Monday, January 21, 2008

Jeff: Starting again

Last you heard of me was back in November, when Louisa passed through on a road trip. Last you heard from me was... hell, about a year ago. Truth is, I haven’t been checking this blog very often, and kind of lost track of the other guys... girls... the others who were there back at the beginning. Maybe that’s why that visit back in November got me thinking, and remembering, and planning.

Listen, I’ll be honest here: that day back in May, when I got my body back? It was the best day of my life. I read about what everyone else’s been up to, and how they’ve adapted to their new lives and some of them, even, finding happiness or love or whatever, and I’m happy for them, I really am. I admire them.

I also resented them. I can admit that now, but at the time I just wanted to completely forget about the whole damn thing. I tried turning my back on the whole experience and tried to just pick up where I’d left off that September over a year ago. But I couldn’t, of course, and sometimes I’d find myself wondering why I wasn’t able to do the same, you know, adapt like they did and just get on with a new life, let go of the old....

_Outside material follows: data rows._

PR #4672, opened 2022-02-10
Add check such that clicking "Play" only advance playhead up to end of last clip

hexcone:
Problem:
Launching OpenShot, with no project open, and clicking Play over and over again, causes the playhead to move 1 frame at a time. This is invalid behavior, and playhead should not move past the end of a project, or at all in an empty project.

### DIFF
--- a/src/windows/main_window.py
+++ b/src/windows/main_window.py
@@ -904,8 +904,6 @@ class MainWindow(updates.UpdateWatcher, QMainWindow):
 
     def should_play(self, play_forward=True):
         max_frame = get_app().window.timeline_sync.timeline.GetMaxFrame()
-        log.debug("juliana: max_frame = %d", max_frame)
-        log.debug("juliana: self.preview_thread.current_frame = %d", self.preview_thread.current_frame)
         if play_forward and self.preview_thread.current_frame < max_frame:
             return True
         if not play_forward and self.preview_thread.current_frame <= max_frame:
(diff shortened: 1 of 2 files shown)


jonoomph:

But that’s the thing, you see. I can’t. I can’t—just let go of things. Not of my old life when I turned into Brianna—and now I can’t let that go, either. Brianna’s life.

It’s quite the experience, waking up as someone else. Ha! There’s an understatement. I mean, let’s just ignore for the moment the mind-bogglingly overwhelming idea that, you know, magic is fucking real and the fact that the place just voodoo’ed a bunch of guys into different people . . . and has been doing it for years . . . and that nobody will damn well believe you even if you scream it in their freakin’ face; yeah, let’s just forget about that for the time being. Because let’s face it: when I first realized I was someone else, and a girl to boot, well, at the time, everything was just so chaotic. . . and it never seemed to let up, not for the next eight months. Being Bree, damn, it felt like this heavy, stifling weight pressing down on me at all times; a belt slowly tightening around my head—either I always felt caught up in some kind of crazy panic about needing to fit in, or I was lost in some deep funk about everything I’d lost, or I’d just freak out at the prospect of being a girl for the rest of my life. I never had the time to just sit back and think.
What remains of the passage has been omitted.